INSTRUCTIONS TO FOLLOW -
Each line below containing the word "props" needs to be shown.

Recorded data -
== Segment start ==

PR #179, opened 2023-05-05
use UnstyledButton in Button, DropdownButton, and IconButton

OskiTheCoder:
- uses `UnstyledButton` in `Button`, `DropdownButton`, and `IconButton` to DRY up code and defer core button logic to the `UnstyledButton` component


easy-ui-react/src/Button/Button.tsx
```diff
@@ -59,11 +57,6 @@ export const Button = forwardRef<null, ButtonProps>((props, inRef) => {
   } = props;
 
   const ref = useRef(null);
```
stephenjwatkins, line 59: **suggestion:** you can let me know if i'm missing something, but i believe you can remove this `ref` since it's not being used for anything local to the component

stephenjwatkins (approved):
niiice

PR #192, opened 2023-05-10
Create pull request template

stephenjwatkins:
I looked into creating multiple PR templates and you have to use query parameters to specify the template when creating a pull request, which feels a little too complicated for now.

I think this PR template won't be relevant for all PRs, mostly for component ones, but we can always simply edit it when creating a PR if it's not relevant. So using it as the default makes sense to me for now. We can adjust as we use it.

Thoughts on the emojis? lol. I'm not super great at picking emojis to use so any input is welcome there.

### DIFF
--- a/.github/pull_request_template.md
+++ b/.github/pull_request_template.md
@@ -1,10 +1,10 @@
-## Changes
+## 📝 Changes
 
 Please provide a brief summary of the changes made and why they were made.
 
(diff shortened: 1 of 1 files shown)


ldewald (approved):

ldewald:
The emojis you picked lgtm!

== Segment end ==

YOUR SOLUTION -
@@ -59,11 +57,6 @@ export const Button = forwardRef<null, ButtonProps>((props, inRef) => {
   } = props;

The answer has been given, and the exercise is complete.